- **AIM OF THE TASK**
The answer must be every line of the records in which the string "sent" appears.
+ + + + + + +
Issue #241, opened 2016-04-22
Testing welcome email


mikefantini:
As an admin, I'd like to be able to send myself a test email of the welcome email users receive in #240.

Ideally the user could send this email from the /contests/[cid] view. Perhaps we can add a button to the messaging section of this view to send a test welcome email. Functionally this should work the same way as test emails do for individual competitions (i.e. a user gets sent to the sender email address).

deadlybutter:
after adding this, lets kill it from the messages page as @sbsmith86 mentioned here https://github.com/DoSomething/gladiator/pull/251#issuecomment-214479290

PR #251, opened 2016-04-25
Emails welcome

### LINKED ISSUE #240: Welcome email automatic trigger
The welcome email should be sent to a user as soon as they enter a contest (so once they say they want to join the competition on Phoenix).

So this will no longer be a broadcast email but instead a transactional one.

deadlybutter:
#### What's this PR do?
Adds email sending upon user import to gladiator / competition join.

Ive been using Postman with the following details,

```
POST /api/v1/users HTTP/1.1
Host: gladiator.app
Content-Type: application/json
X-DS-Gladiator-API-Key: hah nope.
Accept: application/json
Cache-Control: no-cache
{
    "id": "joe@dosomething.org",
    "term": "email",
    "role": "user",
    "campaign_run_id": "1903",
    "campaign_id": "1485"
}
```

You'll also need to make sure that ^ test user isnt in the user waiting rooms pivot table.

I had to make some changes to Email because it assumes that a competition has been created. (For welcome emails only the contest exists)

Fixes #240

### DIFF
--- a/app/Http/Controllers/Api/UsersController.php
+++ b/app/Http/Controllers/Api/UsersController.php
@@ -5,6 +5,7 @@ namespace Gladiator\Http\Controllers\Api;
 use Gladiator\Models\User;
 use Gladiator\Models\Contest;
 use Gladiator\Services\Registrar;
+use Gladiator\Services\Manager;
 use Gladiator\Http\Requests\UserRequest;
 use Gladiator\Http\Transformers\UserTransformer;
 use Gladiator\Events\QueueMessageRequest;
@@ -24,12 +25,18 @@ class UsersController extends ApiController
     protected $transformer;
 
     /**
+     * @var Gladiator\Services\Manager;
+     */
+    protected $manager;
+
+    /**
      * Create new UsersController instance.
      */
-    public function __construct(Registrar $registrar)
+    public function __construct(Registrar $registrar, Manager $manager)
     {
         $this->registrar = $registrar;
         $this->transformer = new UserTransformer;
+        $this->manager = $manager;
 
         $this->middleware('auth.api');
     }
@@ -77,6 +84,7 @@ class UsersController extends ApiController
         }
 
         $contest->waitingRoom->users()->attach($user->id);
+        $this->manager->appendCampaign($contest);
 
         // Fire off welcome Email
         $message = Message::where(['contest_id' => $contest->id, 'type' => 'Welcome'])->first();
@@ -84,7 +92,7 @@ class UsersController extends ApiController
             'message' => $message,
             'contest' => $contest,
             'users' => [$user],
-            'test' => false,
+            'test' => true,
         ];
         event(new QueueMessageRequest($resources));
 
--- a/app/Http/Controllers/Api/UsersController.php
+++ b/app/Http/Controllers/Api/UsersController.php
@@ -92,7 +92,7 @@ class UsersController extends ApiController
             'message' => $message,
             'contest' => $contest,
             'users' => [$user],
-            'test' => true,
+            'test' => false,
         ];
         event(new QueueMessageRequest($resources));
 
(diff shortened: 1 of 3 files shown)


app/Services/Email.php
```diff
@@ -70,10 +70,10 @@ protected function defineTokens($user)
         // @TODO - set defaults?
         $tokens = [
             ':campaign_title:'        => $this->contest->campaign->title,
-            ':end_date:'              => $this->competition->competition_end_date->format('F d, Y'),
+            ':end_date:'              => isset($this->competition) ? $this->competition->competition_end_date->format('F d, Y') : '',
```
deadlybutter: See #context in this PR for why I had to do this

deadlybutter:
🆗  ready for review

app/Http/Controllers/Api/UsersController.php
```diff
@@ -74,6 +83,17 @@ public function store(UserRequest $request)
         }
 
         $contest->waitingRoom->users()->attach($user->id);
+        $this->manager->appendCampaign($contest);
+
+        // Fire off welcome Email
+        $message = Message::where(['contest_id' => $contest->id, 'type' => 'Welcome'])->first();
```
sbsmith86: I *think* `Welcome` should be lowercased...that's how it's stored in the db at least.

deadlybutter: yep just checked, lower case!

app/Services/Email.php
sbsmith86: shouldn't you just check if this is null here? Since you set it as `null` in the constructor?

sbsmith86:
Should we remove the option to send the message on the messages page also? Not sure what the benefit of having it now that the messages will get sent automatically.

deadlybutter:
I think we should keep the test button, but the actual send button could go 👍

sbsmith86:
there is an issue to move the test button to the contest create page #241

deadlybutter:
hm, I feel like we shouldnt kill the functionality on the messages page until ^ issue is resolved. but once it is than 💥

sbsmith86:
sounds good

sbsmith86:
looks good to me otherwise 💯

app/Http/Controllers/Api/UsersController.php
```diff
@@ -74,6 +83,17 @@ public function store(UserRequest $request)
         }
 
         $contest->waitingRoom->users()->attach($user->id);
+        $this->manager->appendCampaign($contest);
+
+        // Fire off welcome Email
+        $message = Message::where(['contest_id' => $contest->id, 'type' => 'welcome'])->first();
```
angaither: an annoying post merge-comment... should this be it's own function?

deadlybutter: I mean it could be, I'm not sure if theres much benefit in it though.
- this is (AFAIK) the only place that needs the welcome email
- its 1 line of code, so its not breaking much up

weerd: I think it'd be best as a separate function, as part of the `Message` class or `Email` class (whichever makes more sense), it could allow sending a Welcome message outside of the context of first signup or whatever. Would also help to keep things cleaner. Best to not do a lot in controller; separation of concerns.

deadlybutter: OH YOU MEAN THE ENTIRE oh

i thought you were just referring too the Message:where line

sbsmith86: I don't think the `Email` class should be responsible for firing off events because the event handler ends up instantiating the Email class to build the email object we need for actual sending. Also wary of it being the `Message` class since this needs to gather stuff from many different models. If anything this should be a function in the `Manger` that can be called in the controller.

sbsmith86:
Actually, I am doing some work on refactoring sending one off emails (like the test email). I can include this in that.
+ + + + + + +
- **FINISHED TASK**
Ideally the user could send this email from the /contests/[cid] view. Perhaps we can add a button to the messaging section of this view to send a test welcome email. Functionally this should work the same way as test emails do for individual competitions (i.e. a user gets sent to the sender email address).
The welcome email should be sent to a user as soon as they enter a contest (so once they say they want to join the competition on Phoenix).
Should we remove the option to send the message on the messages page also? Not sure what the benefit of having it now that the messages will get sent automatically.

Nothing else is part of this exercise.